目を開けて音のするほうを見てみると、ララが泣いていた。

「おいおい! どうしたんだよ!」

「どうしたじゃなあいぃ!」

俺をぽこぽこ叩きながら泣き叫びはじめた。

「いてっ! なんだよいてっ! 話さなきゃわかんないだろいてて」

「なんでねてるのぉ!」

「……それはだな。お前が見つからなくて……」

「……さがしてたの?」

「う……うん」

ララが怪訝そうな目でじっと俺の目を見る。

「……ほんとに?」

「……ごめん、ララ。
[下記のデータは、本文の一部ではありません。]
PR #1819, opened 2023-02-14
Add option to run user program after getting ip4 address

sanderssj:
Some user programs assume the network is ready to go when executing, but
if dhcp takes a long time then the user program may hit network errors
if an address and gateway isn't acquired yet. This change adds a new manifest
option 'exec_wait_for_ip4_secs', which will delay running the user program
until either an ip4 address is acquired or the timeout specified in the option
has elapsed. If a static address is set then the program is executed immediately.

Additionally, the translation of lwip to errno codes has been updated to more
accurately reflect the nature of the lwip errors.

### DIFF
--- a/src/net/net.c
+++ b/src/net/net.c
@@ -13,6 +13,14 @@
 BSS_RO_AFTER_INIT static heap lwip_heap;
 BSS_RO_AFTER_INIT mutex lwip_mutex;
 
+declare_closure_struct(0, 2, void, net_timeout_handler, u64, expiry, u64, overruns);
+
+static struct {
+    status_handler ip4_complete;
+    struct timer timeout;
+    closure_struct(net_timeout_handler, timeout_handler);
+} net;
+
 /* Pretty silly. LWIP offers lwip_cyclic_timers for use elsewhere, but
    says to use LWIP_ARRAYSIZE(), which isn't possible with an
    incomplete type. Plus there's no terminator to the array. So we
@@ -93,6 +101,17 @@ void lwip_deallocate(void *x)
     deallocate(lwip_heap, x, -1ull);
 }
 
+static boolean netif_ready(struct netif *n)
+{
+    return !ip_addr_isany(netif_ip_addr4(n));
+}
+
+static void check_netif_ready(struct netif *netif)
+{
+    if (netif_ready(netif))
+        remove_timer(kernel_timers, &net.timeout, 0);
+}
+
 static void lwip_ext_callback(struct netif* netif, netif_nsc_reason_t reason,
                               const netif_ext_callback_args_t* args)
 {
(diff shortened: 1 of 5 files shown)


src/net/lwipopts.h
```diff
@@ -77,6 +77,7 @@ typedef unsigned long size_t;
 #define LWIP_DHCP_BOOTP_FILE 1
 #define LWIP_DNS 1
 #define LWIP_INCLUDED_POLARSSL_MD5  1
+#define LWIP_NETIF_STATUS_CALLBACK 1
```
francescolavra, line 80: Instead of enabling an additional lwip option, we could just use the existing lwip_ext_callback function, i.e. add the ip4_complete logic in the code that handles the (reason & LWIP_NSC_IPV4_ADDRESS_CHANGED) condition

src/net/net.c
```diff
@@ -276,6 +285,60 @@ static boolean get_static_ip6_config(tuple t, struct netif *n, const char *ifnam
...
+}
+
+void ip4_when_ready(status_handler complete, timestamp timeout)
+{
+    struct netif *n;
+    if ((n = netif_get_default()) && netif_ready(n)) {
+        apply(complete, STATUS_OK);
+        return;
+    }
+    spin_lock(&net.lock);
```
francescolavra, line 315: If the interface becomes ready after the above check but before we can acquire this lock, the completion will only be invoked at the timeout. We could acquire the lock before checking for netif_ready(), or alternatively we could get rid of the spinlock altogether and do `atomic_swap_64(&net.ip4_complete, 0)` to handle concurrency.

src/unix/system_structs.h
```diff
@@ -83,6 +83,7 @@ typedef struct iovec {
 #define EMSGSIZE        90		/* Message too long */
 #define EPROTOTYPE      91		/* Wrong protocol type for socket */
 #define EOPNOTSUPP      95		/* Operation not supported */
+#define ECONNABORTED    103     /* Software caused connection abort */
```
francescolavra, line 86: Nit: alignment (I know, the presence of tabs in the preceding lines doesn't help)

francescolavra (commented):
LGTM

src/net/net.c
```diff
@@ -93,6 +101,21 @@ void lwip_deallocate(void *x)
...
+static boolean netif_ready(struct netif *n)
+{
+    return !ip_addr_isany(netif_ip_addr4(n));
+}
+
+static void check_netif_ready(struct netif *netif)
+{
+    if (netif_ready(netif)) {
+        remove_timer(kernel_timers, &net.timeout, 0);
+        status_handler c = pointer_from_u64(atomic_swap_64((u64 *)&net.ip4_complete, 0));
```
wjhun, line 113: Since cancelling a timer always invokes the timer handler, a further simplification would be to only invoke the status handler from net_timeout_handler, removing the check for ```overruns == timer_disabled```. Then this function only needs to call remove_timer() and nothing else, obviating the atomic swaps. The status handler may simply be stored in the timer handler closure.

wjhun (approved):
LGTM, with one simplification suggested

眠くなっちゃったんだ」

「だったらはじめからいってくれたらよかったのに!」

「言ったしぃ!」

「いってないもん!」

……あれ? 言ってなかったっけな……わかんなくなってきたぞ。

「……あんなふうに、さみしくさせるなんて」

ララはまたじんわりと涙を流し始める。

「ご、ごめん……悪かったよ」

「わるいよ! だから……ねむいなら、いっしょにねよう」

「え」

「ねむくてそんなわるいことしちゃうんでしょ? だったらねればなおるよね」

「それはそうだけど……許してくれるのか?」

「かなしくなっちゃったけど、あたしがわがままいっちゃったからって、わかってるから……」

そう言ってララは目線を下げる。

「ほんとにごめんララ!」

俺はがばりとララの肩を抱く。

「お前はそんなに自分のことを責めていたのに、俺は……!」

「もういいんだよ」

「ララあぁっ!」

「よしよし」

なんか逆転してません?

「ふぅ、それにしても悪いことを考えてしまったもんだ。もしケガでもしてたら大変だったな……」

「はんせいしなさい」

「はい……」

ララは落ち込む俺のブランケットをめくると、それに滑り込んできた。

「じゃあ、ごめんなさいはここまで。おやすみなさいしよ」

「お、おう。おやすみ」

なんかこいつ、鑑賞会前より精神的に成長しているような気がするな……。以前だったら半日は泣き続けるくらいじゃないか?

そう考えると転生補佐官をやらせているのもこいつのためってことなのかな……。

あーもうだめ。思考するチカラも無くなってきた……。

ララは体温が高いから隣で寝られるとさらに眠気が増してくる。

抑えきれない睡魔に流されるように俺は再び意識を手放した。